STORED DATA:
________________________
PR #1028, opened 2023-02-20
Improve method `identity_by_state`

### LINKED ISSUE #1026: Performance issue with `identity_by_state` on samples dimension
I noticed the `Weir_Goudet_beta` method scales poorly with the number of samples. After a bit of profiling this seems to be caused by `da.einsum` (also similar result for `np.einsum`) in the `identity_by_state` method.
________________________
PROBLEM DESCRIPTION: Print the whole listing once more, exactly as it stands.

RESPONSE TO THE EXERCISE:
PR #1028, opened 2023-02-20
Improve method `identity_by_state`

### LINKED ISSUE #1026: Performance issue with `identity_by_state` on samples dimension
I noticed the `Weir_Goudet_beta` method scales poorly with the number of samples. After a bit of profiling this seems to be caused by `da.einsum` (also similar result for `np.einsum`) in the `identity_by_state` method.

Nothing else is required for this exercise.